#ubuntu-reviews 2010-08-30
<persia> micahg, A different version of the patch was accepted upstream for the same issue?  If they aren't too different, I'd go for patch-accepted-upstream.  If they are wildly different, I'd suggest patch-rejected-upstream with a pointer to the patch that was accepted.

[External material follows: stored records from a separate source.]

PR #77, opened 2019-03-12
Finalise tests of pdgid submodule

eduardo-rodrigues:


tests/pdgid/test_functions.py
```diff
@@ -36,6 +36,8 @@
 from particle.pdgid import A
 from particle.pdgid import Z
 
+from ..conftest import PDGIDsEnum
```
henryiii: It seems odd to import from conftest. Maybe you should move that to a general location in the tests folder and import from it in conftest and here?

eduardo-rodrigues: Indeed.

You were too fast. I moved to something more standard. Still not fully happy, but OK.

eduardo-rodrigues:
Now ready for review, @henryiii.

PR #78, opened 2019-03-13
Particle.three_charge made to return an int rather than an Enum

eduardo-rodrigues:


particle/particle/convert.py
```diff
@@ -163,7 +163,8 @@ def unmap(mapping):
     # This will override any negative values
     full.Latex.update(latex_series)
 
-    # These items are not very important - can be reconstructed from the PDG
+    # These items are not very important - can be reconstructed from the PDG ID
+    # TODO: maybe first check the consistency between what is read in and what the PDG ID provides (being maniac)?
```
henryiii: 👍 This was done at one point when this was in a Jupyter notebook, but was removed once it matched. Should be added back in now that this is in a library file.

particle/particle/particle.py
```diff
@@ -264,12 +264,13 @@ def S(self):
...
     @property
     def charge(self):
-       return self.three_charge / 3
+        """The particle charge, in units of the positron charge."""
+        return self.three_charge / 3
 
     @property
     def three_charge(self):
-        'The particle charge (integer * 3).'
-        return Charge(self.pdgid.three_charge)
```
henryiii: Wasn't Charge partially used because it could produce nice output, like "+" for 3? Do we still get that easily? And you can write Charge.p instead of 3.

particle/particle/convert.py
eduardo-rodrigues: This check will be left for post a release. There's already A LOT since 0.3.0 and a release will be necessary for the outstanding PRs in decaylanguage to pass.

henryiii: Yes, I was just agreeing with the comment. We should test before a release by using `python -m pip install git+https://github.com/scikit-hep/particle.git@master` so that we don't risk having an immediate 0.4.1, 0.4.2, etc.

particle/particle/particle.py
eduardo-rodrigues: I don-t know ;-). But I find it non-ideal to get the following:

```
In [3]: Particle.from_pdgid(111).three_charge
Out[3]: <Charge.o: 0>

In [4]: Particle.from_pdgid(-211).three_charge
Out[4]: <Charge.m: -3>
```

If `charge` gives a float, then `three_charge` should give an int, for consistency. Agree?

henryiii: The IntEnum behaves exactly like an int under duck typing, though.

eduardo-rodrigues: Sure, sure. What annoys me is that the user will get `Charge.m: -3>` and alike. I would prefer to have `Particle.three_charge` consistent with `PDGID.three_charge`, so plain ints. The Enums are really nice for all the conversion and handling machinery you wrote, and work perfectly there.

henryiii: By my same argument, `Particle.from_pdgid(111).three_charge == Charge.o` will work regardless of which one it returns. So I would be okay with it returning a plain int, as I think that's the main reason to have the enum.

PR #80, opened 2019-03-13
Extension of tests & doc for Particle.from_XXX methods

eduardo-rodrigues:


henryiii:
Nice to see progress here!

particle/particle/particle.py
```diff
@@ -452,13 +452,13 @@ def from_search_list(cls, filter_fn=None, particle=None, **search_terms):
...
-        candidate, and returns true/false. Example:
+        candidate, and returns True/False. Example:
 
             >>> Particle.from_search_list(lambda p: 'p' in p.name)
             # Returns list of all particles with p somewhere in name
 
-        You can also pass particle=True/False to force a particle or antiparticle. If
-        this is not callable, it will do a "fuzzy" search on the name. So this is identical:
+        You can pass particle=True/False to force a particle or antiparticle.
+        IF this is not callable, it will do a "fuzzy" search on the name. So this is identical:
```
henryiii: Why IF instead of If?

eduardo-rodrigues:
Thanks - you can see I've spent quite some time on this package today ;-). It is indeed nice to see the package being streamlined.

particle/particle/particle.py
eduardo-rodrigues: Good spot - Atom played my tricks :S. Of course it should be "If" ... will fix ...

eduardo-rodrigues: Done.

eduardo-rodrigues:
I think I'm done here, @henryiii. Anything you may suggest? Else I will merge. Thanks again.

Issue #41, opened 2019-01-29
Add tests for DecayLanguage particles


henryiii:
The particles used by DecayLauage should be tested. This would require two tests:

- [x] One that reads in AmpGen style names and makes sure they all convert correctly to Particles.
- [x] One that reads in DecFile style names and makes sure they all convert correctly to Particles.

In both cases, the initial input to the mark.parameterize should be a dump from DecayLanguage of all names detected.

eduardo-rodrigues:
FYI, @henryiii, I started addressing this task in https://github.com/scikit-hep/particle/pull/80.

eduardo-rodrigues:
The search of particles given a DecFile style of name requires some work on the regex. I tried playing a bit and it is not trivial for the regex (`getrec` in `particle.regex` submodule) to properly parse and match all particles, for example the following set
```
anti-K*0
anti-nu_mu
Lambda_b0
Lambda_c+
phi
chi_c0
chi_b1(2P)
```
(Name examples taken from https://github.com/scikit-hep/decaylanguage/blob/master/decaylanguage/data/DECAY_LHCB.DEC.)

eduardo-rodrigues:
Dealt with via https://github.com/scikit-hep/particle/pull/101.

PR #84, opened 2019-03-15
Updates for copyright and licensing

eduardo-rodrigues:


eduardo-rodrigues:
Totally unrelated: I also committed trivial updates to please PEP8 rules.

eduardo-rodrigues:
BTW, to me this is the last commit before releasing 0.4.0. Indeed there are very many important updates and fixes since 0.3.0 and the open "issues" are not a massive concern.

(For completeness: issue https://github.com/scikit-hep/particle/issues/41 will require some work. I will add a few comments there shortly.)

henryiii:
Please do not release till after I get off the train, I’m homing to add some tests on the train.

eduardo-rodrigues:
No problem. There's a reason why I'm sending advance warning ;-). I'm just saying that a release should be imminent … I will of course wait for your green light.

LICENSE
```diff
@@ -1,6 +1,6 @@
 BSD 3-Clause License
 
-Copyright (c) 2018, The Scikit-HEP Project
+Copyright (c) 2018-2019, The particle developers.
```
henryiii: I think The SciKit-HEP developers would be fine. (And Particle should be capitalized if used)

eduardo-rodrigues: That's "a bit" too much to give everyone contributing to any Scikit-HEP org package the copyright hold, I find. I will capitalise "particle", sure.

eduardo-rodrigues: Following the comments from Hans for boost-histogram, would you prefer to copyright to us two only, just as there? That's OK for such a well-defined package/project done 100% by us anyway.

eduardo-rodrigues:
Shall I then change the copyright to

> Copyright (c) 2018-2019, Eduardo Rodrigues and Henry Schreiner.

or leave it as it is in this PR?

LICENSE
henryiii: I believe we can just put our names here. I have permission to do so, anyway.

eduardo-rodrigues: OK, will do.

eduardo-rodrigues:
OK, @henryiii, I adapted following what Hans and you did for boost-histogram. Ready to go if you're happy too.

PR #86, opened 2019-03-15
Adding list of particles from the LHCb decfile

henryiii:
Here's the list of currently failing particles. It's also rather slow looking up particles, it might be optimizable. Some of these are special and don't need to be in Particle.

```

	dec_names_undealt_with = (
"B'_1+",
 "B'_1-",
 "B'_10",
 "B'_c1+",
 "B'_c1-",
 "B'_s10",
 'B_0*+',
 'B_0*-',
 'B_0*0',
 'B_1+',
 'B_1-',
 'B_10',
 'B_c*+',
 'B_c*-',
 'B_c0*+',
 'B_c0*-',
 'B_c1+',
 'B_c1-',
 'B_c2*+',
 'B_c2*-',
 'B_s10',
 'D(2S)+',
 'D(2S)-',
 'D(2S)0',
 'D*(2S)+',
 'D*(2S)-',
 'D*(2S)0',
 'K_L0',
 'K_S0',
 'Omega_c*0',
 'Sigma_c*+',
 'Sigma_c*++',
 'Sigma_c*0',
 'Upsilon_2(1D)',
 'Xi_c*+',
 'Xi_c*0',
 "anti-B'_10",
 "anti-B'_s10",
 'anti-B_0*0',
 'anti-B_10',
 'anti-B_s10',
 'anti-D(2S)0',
 'anti-D*(2S)0',
 'anti-Sigma_c*-',
 'anti-Sigma_c*--',
 'anti-Sigma_c*0',
 'chi_b0(2P)',
 'chi_b0(3P)',
 'chi_b1(2P)',
 'chi_b1(3P)',
 'chi_b2(2P)',
 'chi_b2(3P)',
 'eta_b2(1D)',
 'eta_b2(2D)',
 'eta_c(2S)',
 'omega(2S)',
 'rho(2S)+',
 'rho(2S)-',
 'rho(2S)0',
 'rho(3S)+',
 'rho(3S)-',
 'rho(3S)0')
```


eduardo-rodrigues:
OK, @henryiii, I had a proper look at the get_dec(name) function. The one thing to do first is to check whether a simpler call get_search(name) returns the one match. That helps a lot and finds many of the particles the now-old code was not finding. I've just committed this.

eduardo-rodrigues:
In a few cases the *only* way out is to resort to a mapping, I'm afraid. Take cases such as "phi" in dec files. Here one needs to specify the phi without "(mass)" is the phi(1020). There are other such cases ...

eduardo-rodrigues:
Oops, I had to revert back a commit as the list you added to test_decfilenames.py is the _full_ list of particles found in .dec, not the ones failing. Sorry.

eduardo-rodrigues:
At least the few lines of code I added to from_dec(...) are already an optimisation of the previous code since the slow regex business will not even be called in many cases ;-).

henryiii:
Feel free to edit the above description with the new list of failing particles. `-VV` to print them out when running pytest.

eduardo-rodrigues:
I put in some changes so that the test passes, having an explicit list of what .dec names aren't dealt with by the present code.

This being said, there are many .dec names for which the returned name with from_dec() is in fact not the right one. In other words, the matching code needs further development. Examples:
```
In [2]: Particle.from_dec('Delta+')
Out[2]: <Particle: pdgid=-1112, name='Delta(1620)~+', mass=1610 ± 20 MeV>
In [2]: Particle.from_dec('Delta+')
Out[2]: <Particle: pdgid=-1112, name='Delta(1620)~+', mass=1610 ± 20 MeV>
In [2]: Particle.from_dec('Delta+')
Out[2]: <Particle: pdgid=-1112, name='Delta(1620)~+', mass=1610 ± 20 MeV>
```
These issues happen because .dec particle names do not really follow a good logic ;-).

eduardo-rodrigues:
A better way to code from_dec() may be addressing in turns specific particle families: neutrinos, quarkonia, etc.

eduardo-rodrigues:
The list of undealt with particles got much smaller :-). This being said, I would not like to keep all the if statements I had to add to Particle.get_dec. That stuff is definitely temporary code, and a better solution should be tried ...

eduardo-rodrigues:
@henryiii, I would suggest I go ahead and merge this PR at this stage. We then come back to the task after a release. This makes sense to me now. We can certainly add to the README file a note saying that `Particle.from_dec` is work in progress.

henryiii:
Rebased and fixed (normal, not dec-file) searches for `b~`.

eduardo-rodrigues:
Just a tiny question. Otherwise looks good to me.

henryiii:
@eduardo-rodrigues What question?

eduardo-rodrigues:
Oh. Just the question above concerning the indentation of the return statement in
```
            if "anti-" in name: 
                name = name.replace('anti-', '') 
                particle = False 
            return cls.find(pdg_name=name, particle=particle)
```

particle/particle/particle.py
```diff
@@ -552,12 +552,69 @@ def find(cls, *args, **search_terms):
...
         mat = getdec.match(name)
+
         if mat is None:
-            return cls.find(name=name)
+            # Deal with antiquarks
+            particle = None
+            if "anti-" in name:
+                name = name.replace('anti-', '')
+                particle = False
+            return cls.find(pdg_name=name, particle=particle)
```
henryiii: We could add a blank line here if that helps, but yes, this is supposed to be outside the if.

eduardo-rodrigues:
A blank line seems good to me, to ease the reading. Thanks.

Issue #87, opened 2019-03-15
Suggestion to change the way particles are printed out


eduardo-rodrigues:
It seems more natural to have
`<Particle: name='Lambda(b)0', pdgid=5122, mass=5619.60 ± 0.17 MeV>`
instead of
`<Particle: pdgid=5122, name='Lambda(b)0', mass=5619.60 ± 0.17 MeV>`

Likewise, the `.describe()` method presently returns
```
PDG name: K          ID: 311          Name: K0             Latex: $K^{0}$
Mass  = 497.611 ± 0.013 MeV
Width = -1.0 MeV
I (isospin)       = 1/2    G (parity)        = 0      Q (charge)       = 0
J (total angular) = 0.0    C (charge parity) = 0      P (space parity) = ?
    Quarks: dS
    Antiparticle status: Full (antiparticle name: K~0)
```

whereas the following seems more nicely organised:
```
Name: K0             ID: 311          Latex: $K^{0}$
Mass  = 497.611 ± 0.013 MeV
Width = -1.0 MeV
Q (charge)       = 0       J (total angular) = 0.0    P (space parity) = ?
C (charge parity) = 0      I (isospin)       = 1/2    G (parity)        = 0
    Quarks: dS
    Antiparticle name: K~0 (antiparticle status: Full)
```
In particular, the internal PDG table name `pdgname` is not printed.
Also the first line provides the most important and relevant quantum numbers. Indeed, C, I and G are not definable for many particles.

Agreed?

henryiii:
I like it better 👍 (with aligned equals though)

eduardo-rodrigues:
Sure - my copy-and-paste was not perfect. But, yes, meant that for sure :-).

eduardo-rodrigues:
Closed via https://github.com/scikit-hep/particle/pull/90.

PR #90, opened 2019-03-15
Better print-out of Particle properties

eduardo-rodrigues:
Addresses https://github.com/scikit-hep/particle/issues/87.


eduardo-rodrigues:
Thanks  @henryiii.

PR #95, opened 2019-03-20
Improvement to Enum defining what happens when a particle is inverted

eduardo-rodrigues:
Seem more natural names for what they reflect.


henryiii:
FYI: I believe the original names were mimicking the original file which had S, F, and B as the letters. I think there is no reason to stick to those names, though, and the new ones are a little nicer.

eduardo-rodrigues:
Indeed, and agreed.

PR #96, opened 2019-03-20
Fix for a couple of particles not dealt with properly in 2008 PDG extended file

eduardo-rodrigues:
One test will fail and I'm not yet understanding why - as if one property ("anti_flag") was not being updated?


particle/data/mass_width_2008_ext.fwf
```diff
@@ -30,6 +30,11 @@
 * Xi(c)(2815)         104322, 104312
 * Xi(c)(2790)         104324, 104314
 *
+* 4) Particles not well-known until recently and entries in the 2018 extended file is not ideal:
```
henryiii:
```suggestion
* 4) Particles not well-known until recently and entries in the 2018 extended file are not ideal:
```

PR #101, opened 2019-03-27
Deal with .dec particles

eduardo-rodrigues:
Addresses https://github.com/scikit-hep/particle/issues/41, getting to the bottom of it … well, at least for now as the list of .dec file specific particles and those not dealt with by the 2018 PDG table will change.


eduardo-rodrigues:
FYI, @henryiii. This is what we can do for now to deal with .dec particle names given the presently known particles in the 2018 PDG table. This is necessary to continue the developments of DecayLanguage.

At some point we may want to replicate the knowledge/list of .dec specific particles to DecayLanguage.

I will merge this tomorrow unless I hear from you.

particle/particle/particle.py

<micahg> persia: idr, I'll have to look again, thanks'
<persia> No promises someone else won't give a more correct answer though :)
<tt33l3r> Where can I get some help with an Ubuntu problem I'm having?
<tt33l3r> Please
<nigelb> micahg: sorry, was offline from sat evening till now :)
<micahg> nigelb: k, I went through most of the patches
 * nigelb hugs micahg 
<nigelb> Thank you !
<micahg> nigelb: np, I'll try to do the rest next weekend
<nigelb> \o/
<nigelb> Gah, team report time and I'm not sure what to write.  Sigh.
<nigelb> Anyone wants to add anything to https://wiki.ubuntu.com/ReviewersTeam/TeamReports/10/August ?
 * nigelb pokes persia 
<nigelb> Can you take a glance?
<persia> Was there any intergration/coordination with GlobalJam?  Other than that, looks sane.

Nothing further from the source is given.